Our results further coincide with previous studies reporting that p210BCR-ABL functions as enhancer of c-MYB expression and plays an important role in BCR-ABL-dependent leukemogenesis as the leukemic blast cells appear to rely on high levels of c-MYB protein more than normal progenitors [37, 45]. Moreover, c-MYB promotes centriole duplication and, when mutated, can lead to centrosome amplification as demonstrated in mouse and Drosophila model systems [56, 57]. Previous microarray data point to c-MYB as part of the regulatory network associated with CML progression including clonal evolution and genetic instability [58, 59].
The positive regulatory impact of c-MYB on ESPL1/Separase expression explains well the observations of Patel and Gordon who found abnormally high Separase expression levels in CML cells of chronic and blast phase when compared to normal CD34+ cells. It was then speculated that BCR-ABL expression may upregulate ESPL1/Separase and influence the occurrence of centrosomal aberrations .
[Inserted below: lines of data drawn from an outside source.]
PR #1762, opened 2017-09-26
Update nginx config for well being

muawiakh:
- turned off server tokens so the server does not leak nginx information
  on errors and header
- Added header to turn off cross site scripting
- use stable release of nginx instead of mainline
- limit available methods
- update response code

### DIFF
--- a/k8s/nginx-http/container/Dockerfile
+++ b/k8s/nginx-http/container/Dockerfile
@@ -1,4 +1,4 @@
-FROM nginx:1.13.1
+FROM nginx:stable
 LABEL maintainer "dev@bigchaindb.com"
 WORKDIR /
 RUN apt-get update \
--- a/k8s/nginx-http/container/nginx.conf.template
+++ b/k8s/nginx-http/container/nginx.conf.template
@@ -80,10 +80,6 @@ http {
       # max client request body size: avg transaction size.
       client_max_body_size 15k;
 
-      if ($request_method !~ ^(GET|OPTIONS|POST)$) {
-        return 444;
-      }
-
       # No auth for GETs, forward directly to BDB.
       if ($request_method = GET) {
         proxy_pass http://$bdb_backend:BIGCHAINDB_API_PORT;
@@ -91,6 +87,7 @@ http {
 
       # POST requests get forwarded to OpenResty instance. Enable CORS too.
       if ($request_method = POST ) {
+        add_header 'Access-Control-Allow-Origin' '*';
         add_header 'Access-Control-Allow-Methods' 'GET, POST, OPTIONS';
         add_header 'Access-Control-Allow-Headers' 'DNT,X-CustomHeader,Keep-Alive,User-Agent,X-Requested-With,If-Modified-Since,Cache-Control,Content-Type,Content-Range,Range';
         add_header 'Access-Control-Expose-Headers' 'DNT,X-CustomHeader,Keep-Alive,User-Agent,X-Requested-With,If-Modified-Since,Cache-Control,Content-Type,Content-Range,Range';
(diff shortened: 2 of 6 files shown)


k8s/nginx-http/container/nginx.conf.template
```diff
@@ -45,6 +45,12 @@ http {
 
   keepalive_timeout 60s;
 
+  # Do not expose nginx data/version number in error response and header
+  server_tokens off;
```
krish7919: :+1:

k8s/nginx-http/container/nginx.conf.template
```diff
@@ -45,6 +45,12 @@ http {
...
+
+  # To prevent cross-site scripting
+  add_header X-XSS-Protection "1; mode=block";
```
krish7919: I am skeptical that this setting would break usage of JavaScript driver, where other websites can call `test.ipdb.io` API.

k8s/nginx-http/container/nginx.conf.template
```diff
@@ -75,18 +80,21 @@ http {
       # max client request body size: avg transaction size.
       client_max_body_size 15k;
 
+      if ($request_method !~ ^(GET|OPTIONS|POST)$) {
+        return 444;
+      }
```
krish7919: Minor thing: We can move the complete block to the bottom of all the other 3 `if`s and reduce one if...else lookup in nginx.

muawiakh: +1, will take are of it.

k8s/nginx-http/container/nginx.conf.template
```diff
@@ -75,18 +80,21 @@ http {
...
+
       # No auth for GETs, forward directly to BDB.
       if ($request_method = GET) {
         proxy_pass http://$bdb_backend:BIGCHAINDB_API_PORT;
       }
 
       # POST requests get forwarded to OpenResty instance. Enable CORS too.
       if ($request_method = POST ) {
-        add_header 'Access-Control-Allow-Origin' '*';
```
krish7919: Can we test this using the Javascript driver from another browser please?

k8s/nginx-http/container/nginx.conf.template
muawiakh: I have tested the config with Python driver and direct REST calls and everything seems to be in place.

k8s/nginx-https/container/nginx.conf.template
```diff
@@ -135,7 +147,7 @@ http {
     location / {
         add_header Upgrade "TLS/1.2, HTTP/1.1" always;
         default_type text/plain;
-        return 426 'Consider using the HTTPS protocol next time!';
+        return 301 'Consider using the HTTPS protocol next time!';
```
krish7919: From [here](https://developer.mozilla.org/en-US/docs/Web/HTTP/Status/426):

> The HTTP 426 Upgrade Required client error response code indicates that the server refuses to perform the request using the current protocol but might be willing to do so after the client upgrades to a different protocol.
> The server sends an Upgrade header with this response to indicate the required protocol(s).

krish7919: If you want to use `301`, then maybe add something like:
`return 301 https://$host$request_uri;`

k8s/nginx-http/container/Dockerfile
```diff
@@ -1,4 +1,4 @@
-FROM nginx:1.13.1
+FROM nginx:stable
```
krish7919: :+1:

k8s/nginx-https/container/nginx.conf.template
```diff
@@ -59,11 +65,13 @@ http {
   # Frontend server for the external clients; acts as HTTPS termination point.
   server {
     listen CLUSTER_FRONTEND_PORT ssl;
+    add_header X-XSS-Protection "1; mode=block";
```
krish7919: Do we need this twice?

Our data provide the first proof of direct regulatory relationship between BCR-ABL, c-MYB and ESPL1/Separase and give a plausible mechanistic explanation on how BCR-ABL may trigger dislocation between the centrosome-centriole cycle and the cell cycle in CML contributing to clonal evolution and genomic instability. The therapeutic administration of IM “normalizes” c-MYB protein levels - as shown in LAMA-84 and K562 cells (Fig. 1) - either by slowing down the transcriptional rate of c-MYB or by antagonizing enhanced c-MYB protein stability elicited by BCR-ABL via the PI-3 K/AKT pathway [36, 55]. The anticipated decrease of c-MYB protein levels after IM treatment is also in line with data of Flamant and coworkers who demonstrated that the drug results in a rapid increase in the expression of regulatory microRNAs such as miR-150 that is a strong negative regulator of c-MYB protein expression [61, 62].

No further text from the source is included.